SOURCE DATA START
PR #173, opened 2015-02-08
The Differ no longer catches CompatibilityErrors

bf4:
This code was introduced in 
https://github.com/rspec/rspec-expectations/pull/220/files#diff-9533f5f156a38a3307ecfc610d2282d7R47

but is no longer raised either by the the current test code, the original test
code
 @expected="Tu avec carté {count} itém has".encode('UTF-16LE')
 @actual="Tu avec carte {count} item has".encode('UTF-16LE') or any other
variations I've tried.

So, I'm proposing to remove it, especially since encoding
is well-supported and tested by EncodedString, which the Differ relies on.

### DIFF
--- a/lib/rspec/support/differ.rb
+++ b/lib/rspec/support/differ.rb
@@ -48,8 +48,6 @@ module RSpec
         finalize_output(output, hunks.last.diff(format_type).to_s) if hunks.last
 
         color_diff output
-      rescue Encoding::CompatibilityError
-        handle_encoding_errors(actual, expected)
       end
       # rubocop:enable MethodLength
 
@@ -187,17 +185,6 @@ module RSpec
           object =~ /\n/ ? object : object.inspect
         else
           PP.pp(object, "")
-        end
-      end
-
-      def handle_encoding_errors(actual, expected)
-        if actual.source_encoding != expected.source_encoding
-          "Could not produce a diff because the encoding of the actual string " \
-          "(#{actual.source_encoding}) differs from the encoding of the expected " \
-          "string (#{expected.source_encoding})"
-        else
-          "Could not produce a diff because of the encoding of the string " \
-          "(#{expected.source_encoding})"
         end
       end
     end
--- a/spec/rspec/support/differ_spec.rb
+++ b/spec/rspec/support/differ_spec.rb
@@ -112,17 +112,6 @@ EOD
             expect(differ.diff(actual, expected)).to eq("\n@@ -1,2 +1,2 @@\n-Tu avec carte {count} item has\n+Tu avec carté {count} itém has\n")
             expect(differ.diff(actual, expected).encoding).to eq(Encoding.default_external)
           end
-
-          it 'handles any encoding error that occurs with a helpful error message' do
-            expect(RSpec::Support::HunkGenerator).to receive(:new).
-              and_raise(Encoding::CompatibilityError)
-            expected = "Tu avec carte {count} item has\n".encode('us-ascii')
-            actual   = "Tu avec carté {count} itém has\n"
-            diff = differ.diff(actual, expected)
-            expect(diff).to match(/Could not produce a diff/)
-            expect(diff).to match(/actual string \(UTF-8\)/)
-            expect(diff).to match(/expected string \(US-ASCII\)/)
-          end
         end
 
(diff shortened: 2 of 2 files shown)


JonRowe:
Sorry I don't want to remove this, I have seen this triggered in issues people have opened and its notoriously hard to replicate on a standard system so I'd rather have this safety net.

bf4:
Np, just wanted to put it out there for reference.  I'd love to test if you see examples.

JonRowe:
If you'd like to fake up a spec for it to show what it does when triggered I'd merge, but I've had difficulty triggering this on Travis without stubbing out a call.

bf4:
I spent quite a bit of time trying to get the differ to raise this exception and never succeeded, so, maybe we should change the message to

>  If you are reading this error message, please report it with backtrace and string to rspec-support 173  :)

myronmarston:
> Sorry I don't want to remove this, I have seen this triggered in issues people have opened and its notoriously hard to replicate on a standard system so I'd rather have this safety net.

I lean the other way -- I really hate leaving code in place "just in case".  If we cannot find a way to replicate that particular exception I'd rather not continue to have the baggage of the (apparently) unneeded `rescue`.

I think the worst case to removing it is some user gets an error, and they report it, which allows us to turn that into an actual regression spec, fix it, and get a patch release out quickly with the fix.

If we do decide to keep that `rescue`, I think it really belongs in `EncodedString`, not in the differ...after all, the entire point of `EncodedString` is to deal with these encodings issues so that other places in RSpec don't have to do rescues like this.  Dealing with encodings is entirely outside the responsibility of the differ.

JonRowe:
> I lean the other way -- I really hate leaving code in place "just in case". If we cannot find a way to replicate that particular exception I'd rather not continue to have the baggage of the (apparently) unneeded rescue.

Normally I'd agree with you, but this is an observed edge case, just one we can't replicate on a standard UTF-8 machine, but saying we should remove it because we can't replicate it is like saying we should remove our windows fixes because we can't replicate them on OS X.

> If we do decide to keep that rescue, I think it really belongs in EncodedString, not in the differ...after all, the entire point of EncodedString is to deal with these encodings issues so that other places in RSpec don't have to do rescues like this. Dealing with encodings is entirely outside the responsibility of the differ.

I'm ok with moving it...

myronmarston:
> Normally I'd agree with you, but this is an observed edge case, just one we can't replicate on a standard UTF-8 machine, but saying we should remove it because we can't replicate it is like saying we should remove our windows fixes because we can't replicate them on OS X.

Well, if you're sure that the error can still occur that's different.  I thought we were at the point where we thought it couldn't but you wanted to leave the rescue in place "just in case".  As for the standard UTF-8 bit...I believe we can write specs (potentially that shell out to a new process if necessary) that have different default encodings in order to replicate such things.

> I'm ok with moving it...

I'd like to see that.  As I said, it feels like an SRP violation and would also likely require us to rescue that error elsewhere if/when we start using `EncodedString` elsewhere.

bf4:
We'd likely need to introduce more `EncodedString` objects into the `differ.rb`.  The compatibility error, is, [I think tested against in EncodedString](https://github.com/rspec/rspec-support/blob/ff3c0a609bf959f82787e9b9256810f8efe6c8f0/spec/rspec/support/encoded_string_spec.rb#L177-L188).  Also, we can totally avoid it with [`Encoding.compatible?(a,b)`.](https://github.com/rspec/rspec-support/blob/ff3c0a609bf959f82787e9b9256810f8efe6c8f0/lib/rspec/support/encoded_string.rb#L72), via [#pick_encoding](https://github.com/rspec/rspec-support/blob/ff3c0a609bf959f82787e9b9256810f8efe6c8f0/lib/rspec/support/encoded_string.rb#L135)

bf4:
My 2 :moneybag:  is that it's a judgement call which way to go, and either way should to lead to a user report if there's a failure.

JonRowe:
My concern is that `diff-lcs` can (and will) generate this error if we provide it with encoding that isn't compatible with what it uses (and it will also have internally encoded strings based on any magic comments they use) which is what I think has triggered this in the past (we've encoded the strings accordingly to the user but thats conflicted with `diff-lcs`.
SOURCE DATA END
# [WORK ITEM]
Everything from the line that has "We'd likely need" to the final line above should be retyped exactly, and nothing else.

# [RESULT OF THIS EXERCISE]
We'd likely need to introduce more `EncodedString` objects into the `differ.rb`.  The compatibility error, is, [I think tested against in EncodedString](https://github.com/rspec/rspec-support/blob/ff3c0a609bf959f82787e9b9256810f8efe6c8f0/spec/rspec/support/encoded_string_spec.rb#L177-L188).  Also, we can totally avoid it with [`Encoding.compatible?(a,b)`.](https://github.com/rspec/rspec-support/blob/ff3c0a609bf959f82787e9b9256810f8efe6c8f0/lib/rspec/support/encoded_string.rb#L72), via [#pick_encoding](https://github.com/rspec/rspec-support/blob/ff3c0a609bf959f82787e9b9256810f8efe6c8f0/lib/rspec/support/encoded_string.rb#L135)

bf4:
My 2 :moneybag:  is that it's a judgement call which way to go, and either way should to lead to a user report if there's a failure.

JonRowe:
My concern is that `diff-lcs` can (and will) generate this error if we provide it with encoding that isn't compatible with what it uses (and it will also have internally encoded strings based on any magic comments they use) which is what I think has triggered this in the past (we've encoded the strings accordingly to the user but thats conflicted with `diff-lcs`.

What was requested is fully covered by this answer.